PR #78, opened 2024-05-07
Bugfix: Enable multifile boolean for templated uploads

tyler-foster:
#### Context
There are two separate codepaths for uploads in the File Upload App - one for uploads without metadata, and one for uploads with metadata. Somehow, [in my initial PR](https://github.com/aics-int/aics-file-upload-app/pull/69), I didn't update the codepath where we correctly label an upload as a multifile upload in the request to FSS for uploads that have metadata. Whoops! That's kind of important.

This was an easy change though. Just check out the diff in `src/renderer/state/upload/logics.ts`. The rest are test updates.

### DIFF
--- a/src/renderer/state/upload/logics.ts
+++ b/src/renderer/state/upload/logics.ts
@@ -197,9 +197,14 @@ const initiateUploadLogic = createLogic({
     let uploads: UploadJob[];
     try {
       uploads = await Promise.all(
-        requests.map((request) =>
-          fms.initiateUpload(request, user, { groupId })
-        )
+          requests.map((request) => {
+                const serviceFields = {
+                  groupId,
+                  multifile: determineIsMultifile(request.file.originalPath),
+                }
+                return fms.initiateUpload(request, user, serviceFields);
+              }
+          )
       );
     } catch (error) {
       dispatch(
--- a/src/renderer/state/upload/test/logics.test.ts
+++ b/src/renderer/state/upload/test/logics.test.ts
@@ -225,6 +225,46 @@ describe("Upload logics", () => {
       expect(groupIds).to.not.be.lengthOf(fms.initiateUpload.callCount);
     });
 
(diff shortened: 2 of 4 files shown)


src/renderer/state/upload/logics.ts
```diff
@@ -197,9 +197,14 @@ const initiateUploadLogic = createLogic({
...
       uploads = await Promise.all(
-        requests.map((request) =>
-          fms.initiateUpload(request, user, { groupId })
-        )
+          requests.map((request) => {
+                const serviceFields = {
+                  groupId,
+                  multifile: determineIsMultifile(request.file.originalPath),
+                }
+                return fms.initiateUpload(request, user, serviceFields);
```
SeanLeRoy, line 205: Should `fms.initiateUpload` just handle checking if this is `multifile`?

SeanLeRoy (approved):

src/renderer/state/upload/test/logics.test.ts
```diff
@@ -225,6 +225,46 @@ describe("Upload logics", () => {
...
+      expect(
+          actions.includesMatch({
+            autoSave: true,
+            type: INITIATE_UPLOAD,
+          })
+      ).to.be.true;
+      expect(actions.list.find((a) => a.type === INITIATE_UPLOAD_SUCCEEDED)).to
+          .not.be.undefined;
+
+      // Assert that each upload had the expected "multifile" value
```
kmitcham, line 257: So if someone else adds an item to the test list, this test needs updating?

kmitcham (approved):

hughes036 (approved):

src/renderer/state/upload/logics.ts
tyler-foster: I'll have to look at it again, but ideally yes! I'll do that as part of a separate ticket though.

Issue #74, opened 2024-04-23
Date/Datetime pickers display values in their UTC times


tyler-foster:
[Example 1](https://github.com/aics-int/aics-file-upload-app/blob/main/src/renderer/containers/Table/DefaultCells/DisplayCell/index.tsx#L48)

[Example 2](https://github.com/aics-int/aics-file-upload-app/blob/main/src/renderer/containers/Table/DefaultCells/DisplayCell/index.tsx#L52)

[Example 3](https://github.com/aics-int/aics-file-upload-app/blob/main/src/renderer/containers/Table/Editors/DateEditor/index.tsx#L57)

Is there some un-commented business reason for this? It doesn't make any sense to me. Users select a specific date and time e.g. `2024-01-01 12:00 PM` and it gets converted to `2024-01-01 20:00:00` or something like that. Seems strange. Could fix it in five seconds, but I'm not sure why this is the way it is to begin with.

PR #79, opened 2024-05-07
(Tiny) [#74] Stop displaying selected date / datetime values as their UTC equivalents

tyler-foster:
### Context / Reasoning
For some reason, the date + datetime annotation value components will display a user's selected value as its UTC equivalent. In other words, someone will mark that a file was generated at 12:00 PM our time, and then the Upload App UI will display that value as if the user had selected 7 or 8 PM instead. Pretty weird.

I think this change is worthwhile because a) the current functionality could be confusing (it's confusing to me!), and b) it doesn't seem like the values saved in state ever get converted to UTC time anywhere else in the app anyways - it's only when they're displayed as values in the upload table. Seems non-sensical, or maybe the result of some decision from years past? We could have at least left a comment about it...

### DIFF
--- a/src/renderer/containers/Table/DefaultCells/DisplayCell/index.tsx
+++ b/src/renderer/containers/Table/DefaultCells/DisplayCell/index.tsx
@@ -45,11 +45,11 @@ export const useDisplayValue = (value?: ColumnValue, type?: ColumnType) =>
         return value[0] ? "Yes" : "No";
       case ColumnType.DATE:
         return (value as Date[])
-          .map((d) => moment(d).utc().format("M/D/YYYY"))
+          .map((d) => moment(d).format("M/D/YYYY"))
           .join(", ");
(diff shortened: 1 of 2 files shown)


kmitcham (approved):
Hmm.  I wish we knew why the UTC was there in the first place.

SeanLeRoy (approved):
Weird... I assume you double checked this gets read in as the expected date when viewing uploaded files but just in case not I'd try that out too

saeliddp (approved):

tyler-foster:
> Weird... I assume you double checked this gets read in as the expected date when viewing uploaded files but just in case not I'd try that out too

@SeanLeRoy Good point, I guess that could be the reasoning. I haven't checked yet but that's probably what's going on. Will have to look into updating things on that side.

hughes036 (approved):
Unit test?

PR #82, opened 2024-05-15
Bugfix: Fix multifile upload retries, progress reporting

tyler-foster:
#### Context
I recently tried uploading a `.sldy` sub-directory, and it seemed to be broken on two fronts:

1. If I closed the app mid-upload and then re-opened it, progress reporting wouldn't start up again (progress for the file would say `Step 1 of 3: 0%`)
2. If I didn't close the app and just let the upload run to completion, it would seem to get stuck at `Step 3 of 3: 99%`.

#### Changes
Problem 1 seemed to be cropping up because files wouldn't properly be labeled as multifiles when re-registered. This would seem to be a result of the `service_fields` property for a resumed job not getting updated correctly somewhere in our retry code.

Problem 2 seemed to be a result of a control flow mistake in the `handleUploadJobUpdates` module. The module would dispatch `receiveFSSJobCompletionUpdate()` when a job was completed (good), but then if the `serviceFields.subfiles` property was still present, it would move into the block where it labels the progress percentage in step 3 of 3 (bad - it should be "done").

### DIFF
--- a/src/renderer/containers/App/handleUploadJobUpdates.ts
+++ b/src/renderer/containers/App/handleUploadJobUpdates.ts
@@ -98,15 +98,15 @@ export function handleUploadJobUpdates(job: JSSJob, dispatch: Dispatch<any>) {
       job.currentStage === UploadStatus.RETRY
     ) {
       dispatch(receiveFSSJobCompletionUpdate(fssJob));
-    }
-
-    // Otherwise, report progress
-    // TODO Multifile FSS jobs are currently identifiable by their service_fields.subfiles property,
-    //       but more ideally would just be labeled with something like "multifile: true".
-    if (fssJob.serviceFields?.subfiles) {
-      handleFSSMultifileJobUpdate(fssJob, dispatch);
     } else {
-      handleFSSJobUpdate(fssJob, dispatch);
+        // Otherwise, report progress
+        // TODO Multifile FSS jobs are currently identifiable by their service_fields.subfiles property,
+        //       but more ideally would just be labeled with something like "multifile: true".
+        if (fssJob.serviceFields?.subfiles) {
+            handleFSSMultifileJobUpdate(fssJob, dispatch);
+        } else {
+            handleFSSJobUpdate(fssJob, dispatch);
+        }
     }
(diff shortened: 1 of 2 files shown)


src/renderer/containers/App/handleUploadJobUpdates.ts
```diff
@@ -98,15 +98,15 @@ export function handleUploadJobUpdates(job: JSSJob, dispatch: Dispatch<any>) {
...
-    }
-
-    // Otherwise, report progress
-    // TODO Multifile FSS jobs are currently identifiable by their service_fields.subfiles property,
-    //       but more ideally would just be labeled with something like "multifile: true".
-    if (fssJob.serviceFields?.subfiles) {
-      handleFSSMultifileJobUpdate(fssJob, dispatch);
     } else {
-      handleFSSJobUpdate(fssJob, dispatch);
+        // Otherwise, report progress
```
hughes036, line 102: Weird diff - it looks like the change is only that the block got indented?

tyler-foster: Yeah the diff makes it hard to read. The change is that everything following line 100 is now in a separate `else`. So if the `jobs.serviceFields.fileId || ...` condition starting on line 96 is met, the rest of the code gets skipped.

src/renderer/services/file-management-system/index.ts
```diff
@@ -119,7 +119,7 @@ export default class FileManagementSystem {
     // Grab file details
     const source = upload.serviceFields.files[0]?.file.originalPath;
     const fileName = path.basename(source);
-    const isMultifile = upload.serviceFields.multifile || false;
+    const isMultifile = determineIsMultifile(upload.jobName);
```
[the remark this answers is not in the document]
tyler-foster: `determineIsMultifile` is the function that checks to see if the given file path or name ends in a `.sldy` or `.zarr` suffix. It's used in other places to set the `serviceFields.multifile` value.

kmitcham (approved):

hughes036 (approved):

※

* [What the exercise asks] Would you quote everything above from the line containing "src/renderer/services/file-management-system/index.ts" down to the line containing "[the remark this"? Include both of those lines and nothing else.

* [Output]
src/renderer/services/file-management-system/index.ts
```diff
@@ -119,7 +119,7 @@ export default class FileManagementSystem {
     // Grab file details
     const source = upload.serviceFields.files[0]?.file.originalPath;
     const fileName = path.basename(source);
-    const isMultifile = upload.serviceFields.multifile || false;
+    const isMultifile = determineIsMultifile(upload.jobName);
```
[the remark this answers is not in the document]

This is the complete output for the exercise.